* [WHAT NEEDS TO BE DONE] Each line of the data below from the one holding "The structure looks" to the one holding "Two things.", inclusive, is to be reproduced exactly; no other line belongs in the answer.

* [EXCERPTED DATA]
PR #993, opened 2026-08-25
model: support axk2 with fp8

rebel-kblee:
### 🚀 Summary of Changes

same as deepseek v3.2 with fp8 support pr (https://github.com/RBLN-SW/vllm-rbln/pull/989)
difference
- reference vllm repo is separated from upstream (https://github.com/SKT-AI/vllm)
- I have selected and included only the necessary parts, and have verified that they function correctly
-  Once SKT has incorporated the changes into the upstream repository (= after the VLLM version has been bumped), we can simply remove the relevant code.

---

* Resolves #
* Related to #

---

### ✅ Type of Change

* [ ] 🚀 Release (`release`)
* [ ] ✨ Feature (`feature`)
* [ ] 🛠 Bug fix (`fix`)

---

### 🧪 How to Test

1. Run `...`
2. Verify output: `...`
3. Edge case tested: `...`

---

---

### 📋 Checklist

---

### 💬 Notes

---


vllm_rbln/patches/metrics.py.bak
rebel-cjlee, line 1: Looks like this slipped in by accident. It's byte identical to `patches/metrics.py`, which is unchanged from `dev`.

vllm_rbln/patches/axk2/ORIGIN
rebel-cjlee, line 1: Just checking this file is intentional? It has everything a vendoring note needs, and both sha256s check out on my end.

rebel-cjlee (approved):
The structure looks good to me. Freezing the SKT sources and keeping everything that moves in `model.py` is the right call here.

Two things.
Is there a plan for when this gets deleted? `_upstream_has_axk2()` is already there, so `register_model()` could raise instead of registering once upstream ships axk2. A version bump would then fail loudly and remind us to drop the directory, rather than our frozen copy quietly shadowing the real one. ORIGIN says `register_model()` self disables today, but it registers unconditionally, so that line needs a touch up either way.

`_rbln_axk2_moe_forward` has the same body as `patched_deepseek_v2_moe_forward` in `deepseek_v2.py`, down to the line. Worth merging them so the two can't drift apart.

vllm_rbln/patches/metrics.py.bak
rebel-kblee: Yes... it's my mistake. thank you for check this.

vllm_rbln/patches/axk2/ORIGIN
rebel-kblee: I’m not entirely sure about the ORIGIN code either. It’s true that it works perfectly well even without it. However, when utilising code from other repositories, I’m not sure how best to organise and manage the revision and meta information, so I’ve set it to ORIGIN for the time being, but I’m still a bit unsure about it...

* [RESPONSE TO THIS TASK]
The structure looks good to me. Freezing the SKT sources and keeping everything that moves in `model.py` is the right call here.

Two things.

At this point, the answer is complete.